Protein Assembly with PLASS¶
The basic idea with any transcriptome or metatranscriptome assembly is you feed in your reads and you get out a bunch of contigs that represent transcripts, or stretches of RNA present in the reads. You run a transcriptome assembly program using the adapter & k-mer trimmed reads as input and get out a pile of assembled RNA.
Most assemblers work in nucleotide space. This means that they find direct overlaps between the As, Ts, Cs, and Gs in the reads and use information about those overlaps to make contigs. Although this is a powerful method, it often fails when:
- There is sequencing errors
- There are repetitive regions
- There is strain variation
When assembly fails, contigs either break or don't assemble at all.
Given that nucleotide sequences are far more variable than protein sequences (third base pair wobble in strain variation in particular), assembling in amino acid space can overcome a lot of the difficulties encountered when assembling in nucleotide space.
PLASS is a new assembler that assembles in amino acid space. Unlike many other assemblers, including Trinity, it does not have built in error correction and so it is best to adapter and k-mer trim the reads before using it. It sometimes performs better than nucleotide assemblers and so is good to test on samples to see what type of improvement it can give.
Quickstart¶
Run PLASS via the Protein Assembly workflow or via the plass_assemble subworkflow. These workflows will run preprocessing and kmer-trimming for you prior to assembly, and may run additional downstream steps. To run PLASS as a standalone program, see "Advanced Usage" section below.

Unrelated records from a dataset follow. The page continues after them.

PR #1259, opened 2019-03-28
Don't output an empty ul if 0 items provided

edwardhorsford:
I need to provide an empty action option so that I don't get weird gaps like this: 
Screenshot 2019-03-28 at 12 23 55

You can fix this by providing an empty action.items - but right now this results in an empty ul. This pr doesn't spit out the ul if there's 0 items.

NB: untested!

### DIFF
--- a/src/components/summary-list/_summary-list.scss
+++ b/src/components/summary-list/_summary-list.scss
@@ -119,12 +119,39 @@
     border: 0;
   }
 
+  // No border on entire summary list
   .govuk-summary-list--no-border {
-    .govuk-summary-list__key,
-    .govuk-summary-list__value,
-    .govuk-summary-list__actions,
-    .govuk-summary-list__row {
+    @include govuk-media-query($until: tablet) {
+      .govuk-summary-list__row {
+        border: 0;
+      }
+    }
+
+    @include govuk-media-query($from: tablet) {
+      .govuk-summary-list__key,
+      .govuk-summary-list__value,
+      .govuk-summary-list__actions {
+        // Remove 1px border, add 1px height back on
+        padding-bottom: govuk-spacing(2) + 1px;
+        border: 0;
+      }
+    }
+  }
+
+  // No border on specific rows
+  .govuk-summary-list__row--no-border {
+    @include govuk-media-query($until: tablet) {
       border: 0;
+    }
+
+    @include govuk-media-query($from: tablet) {
+      .govuk-summary-list__key,
+      .govuk-summary-list__value,
+      .govuk-summary-list__actions {
+        // Remove 1px border, add 1px height back on
+        padding-bottom: govuk-spacing(2) + 1px;
+        border: 0;
+      }
     }
   }
 }
--- a/src/components/summary-list/_summary-list.scss
+++ b/src/components/summary-list/_summary-list.scss
@@ -80,6 +80,13 @@
     }
   }
 
+  // Expand width when value is last column (no action)
+  .govuk-summary-list__value:last-child {
+    @include govuk-media-query($from: tablet) {
+      width: 70%;
+    }
+  }
+
   .govuk-summary-list__value > p {
     margin-bottom: govuk-spacing(2);
   }
--- a/src/components/summary-list/template.njk
+++ b/src/components/summary-list/template.njk
@@ -15,7 +15,7 @@
 
 <dl class="govuk-summary-list {%- if params.classes %} {{ params.classes }}{% endif %}"{% for attribute, value in params.attributes %} {{attribute}}="{{value}}"{% endfor %}>
   {% for row in params.rows %}
-    <div class="govuk-summary-list__row">
+    <div class="govuk-summary-list__row {%- if row.classes %} {{ row.classes }}{% endif %}">
       <dt class="govuk-summary-list__key {%- if row.key.classes %} {{ row.key.classes }}{% endif %}">
         {{ row.key.html | safe if row.key.html else row.key.text }}
       </dt>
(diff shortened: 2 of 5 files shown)


timpaul:
Thanks for this Ed. Looks good, but we'll need to write some tests for it before we merge.

colinrotherham:
Hi @timpaul I've added some tests for @edwardhorsford as one of "Check answers" pages has a row without an actions column and this will affect us too—might as well help out!

This includes a few other changes as well:

**1. Allows custom classes on entire rows**
To support custom styling of whole rows at a time

**2. Fixes the 1px row height change when borders are removed**
i.e. Uses `border-bottom-color: transparent` rather than `border: 0`

**3. Fixes The text alignment when the actions column isn't added**
See below, as the 30% and 50% column widths didn't add up to 100%

Alignment

36degrees:
> **2. Fixes the 1px row height change when borders are removed**
> i.e. Uses transparent border-color rather than removing it entirely:
> 
> **Before**
> This removes 1px from each summary list row
> 
> ```css
> border: 0;
> ```
> 
> **After**
> The height of the row stays the same
> 
> ```css
> border-bottom-color: transparent;
> ```

This'll affect anyone using custom colours in their browser – they'll see a border when others don't. What's the impact of the 1px smaller row height?

36degrees:
As far as I'm aware, there's no way to stop borders from becoming opaque when colours are overridden, even using `!important`.

This screenshot illustrates the problem:

Screenshot 2019-04-24 at 13 24 44BST

I think in this case the best thing to do is roll back that change until we can find a solution that works for everyone, and we can get the rest of these changes merged.

Ta!

src/components/summary-list/template.njk
```diff
@@ -6,20 +6,27 @@
     {% endif -%}
   </a>
 {% endmacro -%}
+
+{# Determine if we need 2 or 3 columns #}
+{% set hasActions = false %}
+{% for row in params.rows %}
+  {% set hasActions = row.actions.items if row.actions.items else hasActions %}
```
36degrees: As this is a boolean, should we set it to `true if row.actions.items`, rather than the contents of `row.actions.items`?

src/components/summary-list/template.njk
```diff
@@ -6,20 +6,27 @@
...
       <dd class="govuk-summary-list__value {%- if row.value.classes %} {{ row.value.classes }}{% endif %}">
         {{ row.value.html | indent(8) | trim | safe if row.value.html else row.value.text }}
       </dd>
-      {% if row.actions.items %}
+      {% if row.actions.items.length %}
         <dd class="govuk-summary-list__actions {%- if row.actions.classes %} {{ row.actions.classes }}{% endif %}">
           {% if row.actions.items.length == 1 %}
             {{ _actionLink(row.actions.items[0]) | indent(12) | trim }}
-          {% else %}
+          {% elseif row.actions.items.length > 1 %}
```
36degrees: What else could it be, if `row.actions.items.length` is truthy and it's not `1`?

src/components/summary-list/template.njk
```diff
@@ -6,20 +6,27 @@
     {% endif -%}
   </a>
 {% endmacro -%}
+
+{# Determine if we need 2 or 3 columns #}
+{% set hasActions = false %}
```
36degrees: I wonder if this could be clearer, perhaps something like

```suggestion
{% set anyRowHasActions = false %}
```

src/components/summary-list/template.test.js
```diff
@@ -314,6 +330,66 @@ describe('Data list', () => {
...
+            }
+          ]
+        })
+
+        const $component = $('.govuk-summary-list')
+        const $action = $component.find('.govuk-summary-list__actions')
+
+        expect($action.length).toEqual(0)
+      })
+      it('adds dummy action columns when only some rows have actions', async () => {
```
36degrees: 👌

src/components/summary-list/_summary-list.scss
```diff
@@ -80,6 +80,12 @@
     }
   }
 
+  .govuk-summary-list__value:last-child {
```
36degrees: This could do with a comment I think

src/components/summary-list/template.njk
colinrotherham: You're right, this got refactored slightly higher up so can go now.

Was part of the first commit: https://github.com/alphagov/govuk-frontend/pull/1259/commits/f0df010ac8fec2047431b3223b8e32a2dc81670a

colinrotherham:
@36degrees Regarding the borders, usefully each cell has 10px bottom padding.

So with borders turned off, could this be the fix? i.e. Add 1px back on:

```scss
.govuk-summary-list__key,
.govuk-summary-list__value,
.govuk-summary-list__actions {
  padding-bottom: govuk-spacing(2) + 1px;
  border: 0;
}
```

src/components/summary-list/template.njk
colinrotherham: Thanks, sorted

36degrees:
Makes sense to me 👍

src/components/summary-list/template.njk
colinrotherham: Yep I'm happy with this

colinrotherham:
@36degrees Review comments all addressed. Thanks again.

On mobile "no-border" has margin collapsing between the rows, so I've not addressed the height jump here as I imagine that's intentional.

36degrees:
This is looking good I think, thanks again.

It just needs documenting in the changelog and then I can approve it.

colinrotherham:
@36degrees Thanks.

Changelog added, split into both fixes/features.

elvers examples/nema.yaml plass_assemble
PLASS Command¶
On the command line, the command elvers runs is approximately:
plass assemble input_1.fq input_2.fq \
outputi_plass.fasta --threads snakemake.threads extra_params
Output files:¶
Your main output directory will be determined by your config file: by default it is BASENAME_out
(you specify BASENAME).
PLASS will output files in the assembly
subdirectory of this output directory. The fasta file will be BASENAME_plass.fasta
.
Modifying Params for PLASS:¶
Be sure to set up your sample info and build a configfile first (see Understanding and Configuring Workflows).
To see the available parameters for the plass
rule, run
elvers config plass --print_params
This will print the following:
#################### plass ####################
plass:
input_kmer_trimmed: true
input_trimmomatic_trimmed: false
add_single_to_paired: false # would you like to add the orphaned reads to the plass assembly?
extra: ''
#####################################################
Within the Protein Assembly workflow or the plass_assemble subworkflow, these options enable you to choose kmer-trimmed, quality-trimmed, or raw sequencing data as input. We recommend using kmer-trimmed reads as input. If both input_kmer_trimmed
and input_trimmomatic_trimmed
are False
, we will just use raw reads from the samples.tsv
file.
In addition to changing parameters we've specifically enabled, you can modify the extra
param to pass any extra plass parameters, e.g.:
extra: '--someflag someparam --someotherflag thatotherparam'
See the PLASS documentation to learn more about the parameters you can pass to PLASS
.
Be sure the modified lines go into the config file you're using to run elvers
(see Understanding and Configuring Workflows).
Advanced Usage: Running PLASS as a standalone rule¶
You can run plass as a standalone rule, instead of withing a larger elvers
workflow. However, to do this, you need to make sure the input files are available.
For plass, the default input files are kmer-trimmed input data (e.g. output of khmer).
If you've already done this, you can run:
elvers my_config plass
If not, you can run the prior steps at the same time to make sure khmer can find these input files:
elvers my_config get_data trimmomatic khmer plass
Snakemake Rules¶
We wrote a PLASS snakemake wrapper to run PLASS via snakemake. This wrapper has not yet been submitted to the snakemake-wrappers repository, but feel free to use it as needed.
For snakemake afficionados, see our PLASS rule on github.